**EXERCISE GOAL**
A single figure is required: the number of lines below in which the word "msmttchr" occurs.

**DATA EXTRACTS**
PR #374, opened 2020-11-22
Fixed incorrect skipping of 'test_correct_visa_kwarg' test

CasperSchippers:
Came accross the test "test_correct_visa_kwarg", which was skipped even though the pyvisa-test was actually installed. It seems that, as pyvisa-sim provides a library for the pyvisa package rather than an importable module, it is not recognisable by `importlib.util.find_spec('pyvisa-sim')`.

### DIFF
--- a/tests/adapters/test_visa.py
+++ b/tests/adapters/test_visa.py
@@ -29,7 +29,7 @@ from pytest import approx
 from pymeasure.adapters import VISAAdapter
 from pymeasure.instruments import Instrument
 
-pyvisa_sim_installed = bool(importlib.util.find_spec('pyvisa-sim'))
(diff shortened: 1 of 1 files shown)


msmttchr:
I think you have to use pyvisa_sim instead of pyvisa-sim. Isn't it ?
In my system:
importlib.util.find_spec('pyvisa_sim')
works

bilderbuchi:
Hm, weird. I could have sworn that I checked if that find_spec did work correctly. I agree with @msmttchr, though, importlib.util.find_spec('pyvisa_sim') does also work correctly on my system.

CasperSchippers:
Ahh, thanks, that is indeed a better way to fix it.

**TASK RESPONSE**
2